The RosettaHUB's APIs (700+ functions) cover the full spectrum of programmatic interaction between users and clouds, containers and R/Python/Scala kernels. Clients for the APIs are available as an R package, a Pyhton module, a Java library, an Excel add-in and a Word Add-in. Based on those APIs, RosettaHUB provides a CloudFormation- like service which makes it easy to create and manage as templates, collections of related Cloud resources, container images, R/Python/Scala scripts, macros and visual widgets alongside with optional cloud credentials. Those templates are cloud agnostic and they make it possible for anyone to easily create and distribute complex data science applications and services. The user with whom the template is shared can with one-click trigger the reconstruction and wiring on the fly of all the artifacts and dependencies.
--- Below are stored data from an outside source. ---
Issue #417, opened 2020-05-15
Make RustConnection generic again


psychon:
Once upon a time, it was possible to replace the underlying reading and writing stream in `RustConnection`. #416 removes this to simplify some further development. Once we know where we want to go, this feature could be brought back.

(However, I am not sure how useful this really is, so please speak up if you have uses for this feature.)

PR #419, opened 2020-05-16
Make RustConnection use a nonblocking stream

### LINKED ISSUE #222: RustConnection: Never block in writing without reading

psychon:
This is my attempt at fixing #408. This PR makes `RustConnection` use a nonblocking stream. This allows `poll_for_event()` to actually try to read something without blocking.

An open problem is: What to do on Window? I guess we need some safe API to call `WSAPoll` or something like it. Besides that, I think this is actually relatively okay. I was hoping to also fix #222, but that is left as future work.

Suggestions on how to make this nicer are welcome.
Suggestions on what to do with Windows are especially welcome.
Suggestions on how to introduce generic types are also welcome (#417).

### DIFF
--- a/src/rust_connection/mod.rs
+++ b/src/rust_connection/mod.rs
@@ -378,7 +378,7 @@ impl RequestConnection for RustConnection {
     fn wait_for_reply(&self, sequence: SequenceNumber) -> Result<Option<Vec<u8>>, ConnectionError> {
         let mut write = self.write.lock().unwrap();
         let mut inner = self.inner.lock().unwrap();
-        write.flush()?; // Ensure the request is sent
+        flush(write.get_ref().as_raw_fd(), &mut *write)?; // Ensure the request is sent
         drop(write);
         loop {
             match inner.poll_for_reply(sequence) {
@@ -400,7 +400,7 @@ impl RequestConnection for RustConnection {
             self.send_sync(&mut *inner, &mut *write)?;
             assert!(!inner.prepare_check_for_reply_or_error(sequence));
         }
-        write.flush()?; // Ensure the request is sent
+        flush(write.get_ref().as_raw_fd(), &mut *write)?; // Ensure the request is sent
         drop(write);
         loop {
             match inner.poll_check_for_reply_or_error(sequence) {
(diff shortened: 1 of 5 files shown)


src/rust_connection/mod.rs
```diff
@@ -617,21 +653,74 @@ fn write_all_vectored(
...
+    let res = poll(&mut fds, -1)
+        // errno still contains the error code
+        .map_err(|_| IOError::last_os_error())?;
+
+    // The timeout could not have expired and there was no error, so our one FD must be readable.
+    assert_eq!(res, 1);
+    assert!(
+        fds[0].revents().map(|e| e.contains(flags)).unwrap_or(false),
+        "{:?}", fds[0].revents(),
+    );
```
psychon, line 674: Hrm. This `assert` is kind of incorrect. Socket errors are also a possible reason for wakeups. In this case, the assert would incorrectly trigger.

psychon:
Superseded by #420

The RosettaHUB templates constitute a powerful sharing

mechanism for RosettaHUB's e-Science and e-learning environments snapshots as well as for Jupyter/Zeppelin notebooks, shiny Apps, etc. RosettaHUB's marketplace transform those templates into products that can be shared or sold.
The presentation will be an overview of RosettaHUB and will discuss the results of the RosettaHUB/AWS Educate initiative which involved 30 higher education institutions and research labs counting over 3000 researchers, educators, and students.